How to print last sunday of the year in Oracle

Question

I need to print the last sunday of the year from which adding 7 to it will give me all the sundays of next year.

I have the code to print all sundays for a particular year if i have a start date but i need the user to put the year so that last sunday of the previous year will be generated and 7 will be added to get first sunday of that year and so on till it reaches last sunday of next year

For example input year is 2017 it will check the last sunday of 2016 and add 7 to it to get first sunday of 2017 which is 1-1-2017 and it will go on printing all sundays till it reaches 31st december 2017

Answer 1

The function next_day() takes two arguments: a date and the name of a day of the week. It returns the closest "next" day (following the date argument) that matches the given day of the week. So the result is between one and seven days forward. (If you want 'Tuesday' and the input date is a Tuesday, the function returns the date seven days later.)
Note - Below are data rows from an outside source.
PR #8447, opened 2026-04-29
fix(cli): add system framework and weak framework support in SPM Package.swift

OS-ruimoreiramendes:
Adds support for translating `<framework src="..." />` declarations from `plugin.xml` into `linkerSettings` entries in the generated `Package.swift`. Frameworks marked as `weak="true"` are handled by setting `type: .dynamic` on the library product, following the same approach used in [ion-ios-camera](https://github.com/ionic-team/ion-ios-camera/commit/123ba380ba06720bb9885c5706f225c6602cf4bf).
Tested with a dummy plugin declaring `SwiftUICore.framework`with `weak="true"`, no crash on iOS 15 simulator, successful build on a physical device.

Reference: https://outsystemsrd.atlassian.net/browse/RMET-5154

### DIFF
--- a/cli/src/ios/update.ts
+++ b/cli/src/ios/update.ts
@@ -98,6 +98,20 @@ async function generateCordovaPackageFile(p: Plugin, config: Config) {
     );
     await writeFile(packageSwiftPath, content);
   } else {
+    const frameworks = getPlatformElement(p, platform, 'framework');
+    const systemFrameworks = frameworks.filter((f: any) => !f.$.custom && f.$.src.endsWith('.framework'));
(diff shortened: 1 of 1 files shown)


alexgerardojacinto:

jcesarmobile:
it still shows conflicts

OS-ruimoreiramendes:
> Member

the conflicts are now resolved. They appeared after merging one of the related PRs, but everything is up to date now.

OS-pedrogustavobilro (approved):
LGTM. From my tests this code doesn't seem to add difference for cdv plugins with regular system frameworks (without weak), it seems to work for me without this PR, but from what we discussed internal, that is expected.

If you want the last Sunday of a year, it will be between Dec. 25 and Dec. 31. So if you call the next_day() function with the arguments Dec. 24 (!!) and 'Sunday' you'll get what you want.

The result will have the same time-of-day as the date argument, so if you give a date without a time-of-day, so will be the output (which is probably what you want). So:

select next_day(date '2016-12-24', 'Sunday') from dual;

NEXT_DAY(D
----------
2016-12-25

Added: If you take an input from your user, as a bind variable, you can do something like this:

select next_day(to_date(:input_year - 1 || '-12-24', 'yyyy-mm-dd'), 'Sunday') from dual;

If you provide 2017 as input (whatever mechanism your interface has for bind variables), the output will be 2016-12-25 (in DATE data type, so don't ask "in what format" - dates don't have a format!)